Activity: From the listing below, reproduce word for word the part that opens with the line containing "Screenshot (441)" and closes with the line containing "When stored in"; reproduce nothing else.

START The data

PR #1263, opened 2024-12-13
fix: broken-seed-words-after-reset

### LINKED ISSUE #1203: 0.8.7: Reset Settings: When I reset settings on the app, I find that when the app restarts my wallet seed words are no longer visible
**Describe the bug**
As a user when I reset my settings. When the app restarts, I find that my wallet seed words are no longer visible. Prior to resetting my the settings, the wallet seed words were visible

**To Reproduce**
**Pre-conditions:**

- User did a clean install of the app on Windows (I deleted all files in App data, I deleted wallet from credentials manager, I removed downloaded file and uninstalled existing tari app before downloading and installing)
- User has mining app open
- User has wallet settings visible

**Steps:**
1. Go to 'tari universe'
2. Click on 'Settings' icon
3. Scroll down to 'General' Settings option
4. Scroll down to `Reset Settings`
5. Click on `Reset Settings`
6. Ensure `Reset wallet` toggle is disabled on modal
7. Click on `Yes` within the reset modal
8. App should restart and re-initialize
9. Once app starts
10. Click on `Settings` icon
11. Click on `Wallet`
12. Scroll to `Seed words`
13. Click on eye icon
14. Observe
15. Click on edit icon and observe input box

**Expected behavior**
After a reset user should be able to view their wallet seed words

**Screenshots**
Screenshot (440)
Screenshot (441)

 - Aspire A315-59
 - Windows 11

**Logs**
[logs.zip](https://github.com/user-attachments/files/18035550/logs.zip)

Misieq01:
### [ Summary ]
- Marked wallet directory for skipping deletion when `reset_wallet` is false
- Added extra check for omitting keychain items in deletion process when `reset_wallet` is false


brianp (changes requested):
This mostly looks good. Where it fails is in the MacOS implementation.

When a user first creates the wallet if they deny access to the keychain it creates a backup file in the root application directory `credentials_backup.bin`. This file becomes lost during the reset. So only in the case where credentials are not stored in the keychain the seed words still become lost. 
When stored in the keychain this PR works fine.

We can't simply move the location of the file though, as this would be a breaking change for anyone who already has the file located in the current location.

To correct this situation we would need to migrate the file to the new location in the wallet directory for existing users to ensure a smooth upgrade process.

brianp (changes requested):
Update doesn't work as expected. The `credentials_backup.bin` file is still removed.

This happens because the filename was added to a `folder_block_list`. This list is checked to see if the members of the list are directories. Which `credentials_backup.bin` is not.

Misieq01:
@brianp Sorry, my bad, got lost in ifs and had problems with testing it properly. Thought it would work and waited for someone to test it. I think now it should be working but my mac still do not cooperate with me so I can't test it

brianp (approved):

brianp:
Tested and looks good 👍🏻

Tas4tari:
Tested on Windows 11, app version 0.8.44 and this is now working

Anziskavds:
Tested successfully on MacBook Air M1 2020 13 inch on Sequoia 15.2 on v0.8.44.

END The data
START The data

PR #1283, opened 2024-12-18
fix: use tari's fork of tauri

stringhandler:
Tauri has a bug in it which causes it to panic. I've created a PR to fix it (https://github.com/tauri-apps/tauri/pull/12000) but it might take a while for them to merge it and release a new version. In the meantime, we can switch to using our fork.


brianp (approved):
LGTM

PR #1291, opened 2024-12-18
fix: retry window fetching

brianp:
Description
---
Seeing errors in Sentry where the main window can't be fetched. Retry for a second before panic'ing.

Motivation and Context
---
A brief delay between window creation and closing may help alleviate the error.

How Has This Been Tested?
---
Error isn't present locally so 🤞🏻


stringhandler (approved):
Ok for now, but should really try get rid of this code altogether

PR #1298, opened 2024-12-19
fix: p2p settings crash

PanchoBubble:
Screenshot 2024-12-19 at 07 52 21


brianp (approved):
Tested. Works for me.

END The data
START The data

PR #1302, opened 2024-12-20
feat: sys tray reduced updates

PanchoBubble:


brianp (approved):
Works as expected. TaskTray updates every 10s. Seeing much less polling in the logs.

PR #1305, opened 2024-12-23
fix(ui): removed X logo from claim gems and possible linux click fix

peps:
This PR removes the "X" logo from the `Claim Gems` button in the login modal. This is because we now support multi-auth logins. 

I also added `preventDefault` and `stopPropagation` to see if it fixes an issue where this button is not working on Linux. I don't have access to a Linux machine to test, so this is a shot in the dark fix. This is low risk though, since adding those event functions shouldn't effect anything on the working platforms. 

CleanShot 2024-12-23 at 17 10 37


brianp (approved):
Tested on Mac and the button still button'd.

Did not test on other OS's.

END The data

Result for this exercise:
Screenshot (441)

 - Aspire A315-59
 - Windows 11

**Logs**
[logs.zip](https://github.com/user-attachments/files/18035550/logs.zip)

Misieq01:
### [ Summary ]
- Marked wallet directory for skipping deletion when `reset_wallet` is false
- Added extra check for omitting keychain items in deletion process when `reset_wallet` is false


brianp (changes requested):
This mostly looks good. Where it fails is in the MacOS implementation.

When a user first creates the wallet if they deny access to the keychain it creates a backup file in the root application directory `credentials_backup.bin`. This file becomes lost during the reset. So only in the case where credentials are not stored in the keychain the seed words still become lost. 
When stored in the keychain this PR works fine.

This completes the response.